• **ABOUT THIS TASK**: From the records below, pull each line that has "same".

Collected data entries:
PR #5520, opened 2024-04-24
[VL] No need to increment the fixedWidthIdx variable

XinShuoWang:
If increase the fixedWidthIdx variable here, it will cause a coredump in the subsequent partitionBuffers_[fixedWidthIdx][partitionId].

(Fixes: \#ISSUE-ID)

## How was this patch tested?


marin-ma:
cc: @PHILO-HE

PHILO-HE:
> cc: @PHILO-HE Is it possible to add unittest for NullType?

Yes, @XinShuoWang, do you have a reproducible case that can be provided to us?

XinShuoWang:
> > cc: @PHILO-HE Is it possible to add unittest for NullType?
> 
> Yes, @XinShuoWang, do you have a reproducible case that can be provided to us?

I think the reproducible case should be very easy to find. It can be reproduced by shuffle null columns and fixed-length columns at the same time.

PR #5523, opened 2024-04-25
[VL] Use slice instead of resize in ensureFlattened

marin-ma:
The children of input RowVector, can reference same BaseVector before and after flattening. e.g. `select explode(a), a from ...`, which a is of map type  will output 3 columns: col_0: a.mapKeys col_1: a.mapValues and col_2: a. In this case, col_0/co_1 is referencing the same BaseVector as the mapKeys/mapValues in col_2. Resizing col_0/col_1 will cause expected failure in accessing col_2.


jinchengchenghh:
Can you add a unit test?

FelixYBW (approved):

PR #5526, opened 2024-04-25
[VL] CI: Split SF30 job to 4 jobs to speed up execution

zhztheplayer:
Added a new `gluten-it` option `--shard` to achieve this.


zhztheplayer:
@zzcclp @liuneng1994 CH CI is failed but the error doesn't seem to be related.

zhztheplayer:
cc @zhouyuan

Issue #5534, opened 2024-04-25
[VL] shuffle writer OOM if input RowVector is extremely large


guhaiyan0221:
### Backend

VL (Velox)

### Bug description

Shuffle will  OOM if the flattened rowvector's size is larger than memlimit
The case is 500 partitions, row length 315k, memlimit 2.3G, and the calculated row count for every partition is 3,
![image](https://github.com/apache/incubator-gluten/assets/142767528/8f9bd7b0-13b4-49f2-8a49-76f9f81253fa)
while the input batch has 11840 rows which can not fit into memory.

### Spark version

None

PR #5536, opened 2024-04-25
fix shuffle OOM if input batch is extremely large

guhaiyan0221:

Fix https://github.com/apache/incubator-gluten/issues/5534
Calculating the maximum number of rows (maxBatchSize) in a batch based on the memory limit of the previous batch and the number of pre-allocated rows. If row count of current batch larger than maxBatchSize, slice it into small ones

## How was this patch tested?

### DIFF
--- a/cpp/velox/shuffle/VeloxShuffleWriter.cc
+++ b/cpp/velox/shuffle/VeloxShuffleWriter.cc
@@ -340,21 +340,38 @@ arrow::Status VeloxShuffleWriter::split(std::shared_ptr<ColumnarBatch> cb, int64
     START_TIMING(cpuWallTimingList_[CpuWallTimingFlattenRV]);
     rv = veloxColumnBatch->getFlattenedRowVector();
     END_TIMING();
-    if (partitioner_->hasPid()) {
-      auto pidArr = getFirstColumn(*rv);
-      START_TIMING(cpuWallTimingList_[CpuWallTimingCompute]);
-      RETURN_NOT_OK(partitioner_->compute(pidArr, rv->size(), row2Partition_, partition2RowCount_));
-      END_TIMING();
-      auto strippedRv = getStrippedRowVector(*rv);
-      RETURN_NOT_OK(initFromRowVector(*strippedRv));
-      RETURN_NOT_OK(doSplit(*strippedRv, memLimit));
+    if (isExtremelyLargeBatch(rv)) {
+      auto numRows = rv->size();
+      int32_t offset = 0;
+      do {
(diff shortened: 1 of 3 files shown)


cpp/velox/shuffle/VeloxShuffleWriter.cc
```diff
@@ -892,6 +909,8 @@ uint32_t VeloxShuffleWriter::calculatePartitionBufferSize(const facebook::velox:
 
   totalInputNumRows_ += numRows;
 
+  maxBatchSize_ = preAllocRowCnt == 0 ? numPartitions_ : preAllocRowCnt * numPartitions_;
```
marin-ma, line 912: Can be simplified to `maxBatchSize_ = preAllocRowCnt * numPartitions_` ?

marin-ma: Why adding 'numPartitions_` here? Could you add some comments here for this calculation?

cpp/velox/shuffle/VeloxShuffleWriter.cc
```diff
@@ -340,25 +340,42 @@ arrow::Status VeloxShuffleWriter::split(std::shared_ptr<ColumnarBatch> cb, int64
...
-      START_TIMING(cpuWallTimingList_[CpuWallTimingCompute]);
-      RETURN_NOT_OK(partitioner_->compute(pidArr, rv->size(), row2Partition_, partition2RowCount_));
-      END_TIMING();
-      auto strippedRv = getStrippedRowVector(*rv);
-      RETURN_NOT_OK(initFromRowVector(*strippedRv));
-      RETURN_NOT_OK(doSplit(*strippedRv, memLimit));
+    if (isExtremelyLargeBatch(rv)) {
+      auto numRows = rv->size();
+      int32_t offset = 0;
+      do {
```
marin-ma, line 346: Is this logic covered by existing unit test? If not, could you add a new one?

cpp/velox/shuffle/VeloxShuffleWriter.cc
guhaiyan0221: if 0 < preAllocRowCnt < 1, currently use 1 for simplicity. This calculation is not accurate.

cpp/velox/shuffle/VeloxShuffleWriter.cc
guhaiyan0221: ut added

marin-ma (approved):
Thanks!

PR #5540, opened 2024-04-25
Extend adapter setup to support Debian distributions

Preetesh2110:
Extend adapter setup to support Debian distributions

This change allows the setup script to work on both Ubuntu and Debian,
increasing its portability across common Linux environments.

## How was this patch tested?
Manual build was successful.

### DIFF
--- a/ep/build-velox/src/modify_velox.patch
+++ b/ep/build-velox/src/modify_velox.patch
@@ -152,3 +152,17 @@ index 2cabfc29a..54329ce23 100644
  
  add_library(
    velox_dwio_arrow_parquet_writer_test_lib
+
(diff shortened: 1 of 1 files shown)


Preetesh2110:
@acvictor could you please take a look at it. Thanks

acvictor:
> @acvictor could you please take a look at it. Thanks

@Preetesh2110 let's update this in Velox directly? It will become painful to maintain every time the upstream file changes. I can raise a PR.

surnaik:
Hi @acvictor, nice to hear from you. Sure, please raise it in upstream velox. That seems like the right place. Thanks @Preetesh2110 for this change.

• **SOLUTION TO THIS EXERCISE**:
I think the reproducible case should be very easy to find. It can be reproduced by shuffle null columns and fixed-length columns at the same time.
The children of input RowVector, can reference same BaseVector before and after flattening. e.g. `select explode(a), a from ...`, which a is of map type  will output 3 columns: col_0: a.mapKeys col_1: a.mapValues and col_2: a. In this case, col_0/co_1 is referencing the same BaseVector as the mapKeys/mapValues in col_2. Resizing col_0/col_1 will cause expected failure in accessing col_2.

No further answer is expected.